(DATA Opens)

Issue #1579, opened 2023-07-23
Update scripts to Python 3.×


michalrus:
Hey, I noticed the scripts under `fonts/` are still expecting Python 2.7 in FontForge, while Python 2 has reached end of life on Jan 1, 2020.

Recent FontForge versions also do not support it, I tried forcing 2.7, and this happened:

```
fontforge>   Could NOT find Python3 (missing: Python3_EXECUTABLE Python3_INCLUDE_DIRS
fontforge>   Python3_LIBRARIES Development Interpreter Development.Module
fontforge>   Development.Embed) (Required is at least version "3.6")
```

There's a tool helping with automated translation – https://docs.python.org/3/library/2to3.html – perhaps it could be used here? :pray:

Thank you for considering this!

michalrus:
So far, as a workaround, this works:

```
find -iname '*.py' -not -name 'checkSyllabation.py' | xargs ${python3}/bin/2to3 -w

sed -r 's/(newfont\[glyphnumber\]\.width) = (width)/\1 = int(\2)/g' -i fonts/squarize.py
```

eschwab:
Of course you can fork and make a pull request.

I may be able to update the scrips to python3 in mid November, but if @MaestroGlanz gets to it first, all the better.

PR #1582, opened 2023-11-17
Update python scrips to Python 3.x

eschwab:
Addresses #1579

### DIFF
--- a/VersionManager.py
+++ b/VersionManager.py
@@ -1,4 +1,4 @@
-#! /usr/bin/env python2
+#! /usr/bin/env python
 
 """
     A script that manages the VERSION of gregorio.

(DATA Closes)

## EXERCISE
The word to look for is "fonts"; copy out every line of the entries that holds it.

## RESULT OF THE TASK
Hey, I noticed the scripts under `fonts/` are still expecting Python 2.7 in FontForge, while Python 2 has reached end of life on Jan 1, 2020.
sed -r 's/(newfont\[glyphnumber\]\.width) = (width)/\1 = int(\2)/g' -i fonts/squarize.py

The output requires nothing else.